What is required:
Down to the final line, return the records unchanged.
*** Material provided ***
PR #149, opened 2016-09-01
like ui

herrmannplatz:


app/script/view_model/MessageListViewModel.coffee
```diff
@@ -534,3 +534,7 @@ class z.ViewModel.MessageListViewModel
   click_on_cancel_request: (message_et) =>
     next_conversation_et = @conversation_repository.get_next_conversation @conversation_repository.active_conversation()
     @user_repository.cancel_connection_request message_et.other_user(), next_conversation_et
+
+  click_on_like: (message_et, like) =>
+    reaction = if like then z.message.ReactionType.LIKE else z.message.ReactionType.NONE
+    @conversation_repository.send_reaction(@conversation(), message_et, reaction)
```
gregor: No need for parentheses

app/script/conversation/ConversationRepository.coffee
```diff
@@ -1659,13 +1660,18 @@ class z.conversation.ConversationRepository
   _on_reaction: (conversation_et, event_json) ->
     @get_message_from_db conversation_et, event_json.data.message_id
     .then (message_et) =>
+      return @_update_message_reactions message_et, event_json if message_et
+    .then (message_et) =>
```
gregor, line 1674: Thanks

app/script/conversation/ConversationRepository.coffee
```diff
@@ -1659,13 +1660,18 @@ class z.conversation.ConversationRepository
...
       @logger.log "Updated reactions of message '#{message_et.id}' in database", message_et
       return @conversation_service.update_message_reactions_in_db message_et.primary_key, message_et.reactions()
     .then =>
       @logger.log @logger.levels.DEBUG, "Reaction to message '#{event_json.data.message_id}' in conversation '#{conversation_et.id}'", event_json
       return conversation_et.get_message_by_id event_json.data.message_id
     .then (message_et) =>
       return @_update_message_reactions message_et, event_json if message_et
+    .then (message_et) =>
+      @_update_user_ets message_et
+      return message_et
```
gregor: But I actually have my doubts about what we do here. :( Do we have to update the message reactions twice? And what happens if the message is no longer in the view since you are in another chat? `get_message_by_id` will fail in that case.

herrmannplatz: Indeed. The problem is that the one you get from the db is a different instance. Added it for the moment, but there should be a better way.

app/script/conversation/ConversationRepository.coffee
```diff
@@ -1815,10 +1821,21 @@ class z.conversation.ConversationRepository
...
     @user_repository.get_user_by_id message_et.from, (user_et) =>
       message_et.user user_et
+
       if message_et.is_member()
         @user_repository.get_users_by_id message_et.user_ids(), (user_ets) ->
           message_et.user_ets user_ets
-      else if message_et.has_asset_text()
+        return
+
+      if message_et.reactions?
```
gregor, line 1830: check for message type instead as all content message have reactions `if message_et.is_content()`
***
Answer space:
PR #149, opened 2016-09-01
like ui

herrmannplatz:


app/script/view_model/MessageListViewModel.coffee
```diff
@@ -534,3 +534,7 @@ class z.ViewModel.MessageListViewModel
   click_on_cancel_request: (message_et) =>
     next_conversation_et = @conversation_repository.get_next_conversation @conversation_repository.active_conversation()
     @user_repository.cancel_connection_request message_et.other_user(), next_conversation_et
+
+  click_on_like: (message_et, like) =>
+    reaction = if like then z.message.ReactionType.LIKE else z.message.ReactionType.NONE
+    @conversation_repository.send_reaction(@conversation(), message_et, reaction)
```
gregor: No need for parentheses

app/script/conversation/ConversationRepository.coffee
```diff
@@ -1659,13 +1660,18 @@ class z.conversation.ConversationRepository
   _on_reaction: (conversation_et, event_json) ->
     @get_message_from_db conversation_et, event_json.data.message_id
     .then (message_et) =>
+      return @_update_message_reactions message_et, event_json if message_et
+    .then (message_et) =>
```
gregor, line 1674: Thanks

app/script/conversation/ConversationRepository.coffee
```diff
@@ -1659,13 +1660,18 @@ class z.conversation.ConversationRepository
...
       @logger.log "Updated reactions of message '#{message_et.id}' in database", message_et
       return @conversation_service.update_message_reactions_in_db message_et.primary_key, message_et.reactions()
     .then =>
       @logger.log @logger.levels.DEBUG, "Reaction to message '#{event_json.data.message_id}' in conversation '#{conversation_et.id}'", event_json
       return conversation_et.get_message_by_id event_json.data.message_id
     .then (message_et) =>
       return @_update_message_reactions message_et, event_json if message_et
+    .then (message_et) =>
+      @_update_user_ets message_et
+      return message_et
```
gregor: But I actually have my doubts about what we do here. :( Do we have to update the message reactions twice? And what happens if the message is no longer in the view since you are in another chat? `get_message_by_id` will fail in that case.

herrmannplatz: Indeed. The problem is that the one you get from the db is a different instance. Added it for the moment, but there should be a better way.

app/script/conversation/ConversationRepository.coffee
```diff
@@ -1815,10 +1821,21 @@ class z.conversation.ConversationRepository
...
     @user_repository.get_user_by_id message_et.from, (user_et) =>
       message_et.user user_et
+
       if message_et.is_member()
         @user_repository.get_users_by_id message_et.user_ids(), (user_ets) ->
           message_et.user_ets user_ets
-      else if message_et.has_asset_text()
+        return
+
+      if message_et.reactions?
```
gregor, line 1830: check for message type instead as all content message have reactions `if message_et.is_content()`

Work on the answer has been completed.